The conclusion synthesizes and reflects upon the case studies and comparative and theoretical contributions in the book. The cases are organized around three categories: first, relatively conventional decentralization initiatives in which reforms were adopted to improve governance; second, contexts in which decentralization has been contemplated as a framework for self-determination for the region’s stateless communities; and finally, decentralization initiatives undertaken in the shadow of conflict and state fragmentation. This concluding chapter develops theoretical insights drawn from the rich terrain for qualitative comparison across these three contexts. It offers reflections on key characteristics of the shared regional context and a typology of factors driving decentralization in the Middle East and North Africa (MENA) region. It argues that an important contribution of the volume lies in identifying a broader array of motivations for, and actors driving, decentralization than currently reflected in the scholarly literature and in parsing the implications for the institutional design of decentralized government. The chapter concludes by distilling patterns from the cases to identify distinct trajectories of decentralization that are evidenced in the MENA region and their entailments.

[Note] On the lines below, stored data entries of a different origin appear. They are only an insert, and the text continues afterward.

PR #214, opened 2018-02-26
Spelling

jsoref:
Generated by https://github.com/jsoref/spelling `f`; to maintain your repo, please consider `fchurn`

### DIFF
--- a/tests/test_octodns_provider_cloudflare.py
+++ b/tests/test_octodns_provider_cloudflare.py
@@ -599,7 +599,8 @@ class TestCloudflareProvider(TestCase):
         zone = Zone('unit.tests.', [])
         provider.populate(zone)
 
-        # the two A records get merged into one CNAME record poining to the CDN
+        # the two A records get merged into one CNAME record pointing to
+        # the CDN.
         self.assertEquals(3, len(zone.records))
 
         record = list(zone.records)[0]
--- a/tests/test_octodns_provider_cloudflare.py
+++ b/tests/test_octodns_provider_cloudflare.py
@@ -621,7 +621,7 @@ class TestCloudflareProvider(TestCase):
         self.assertEquals('a.unit.tests.cdn.cloudflare.net.', record.value)
 
         # CDN enabled records can't be updated, we don't know the real values
-        # never point a Cloudflare record to itsself.
+        # never point a Cloudflare record to itself.
         wanted = Zone('unit.tests.', [])
         wanted.add_record(Record.new(wanted, 'cname', {
             'ttl': 300,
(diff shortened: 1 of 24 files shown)


tests/test_octodns_provider_dyn.py
```diff
@@ -932,14 +932,14 @@ def test_mod_geo_create(self, mock):
         provider = DynProvider('test', 'cust', 'user', 'pass',
                                traffic_directors_enabled=True)
 
-        # will be tested seperately
+        # will be tested seperatelyly
```
yzguy: `separately` would be the correct spelling for this one.

tests/test_octodns_provider_cloudflare.py
```diff
@@ -599,7 +599,7 @@ def test_cdn(self):
         zone = Zone('unit.tests.', [])
         provider.populate(zone)
 
-        # the two A records get merged into one CNAME record poining to the CDN
+        # the two A records get merged into one CNAME record pointing to the CDN
```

In 1999, the Islamic Republic of Iran established elected local government by holding nationwide elections for city and village councils. Competing actors hoped it would support distinct outcomes: Islamization, administrative efficiency, and democratization. This chapter describes the underlying logic of these motivations and their outcomes over the two decades since: in the main, the triumph of Islamization and technocracy. It explores the regime’s use of local government and administrative law to undercut the democratizing potential of political decentralization through two arenas of local politics. The regime controlled the scope of local political participation through widespread disqualification of opposition individuals and political parties. The regime also severely restricted the autonomy of elected local government in passing legislation. This institutionalized elected local government as a subordinate administrative tier of the regime rather than a local partner in subnational governance. The chapter concludes that political decentralization in Iran is best interpreted through the theory of electoral authoritarianism and is best viewed historically as an integral part of building Iran’s authoritarian Islamic state.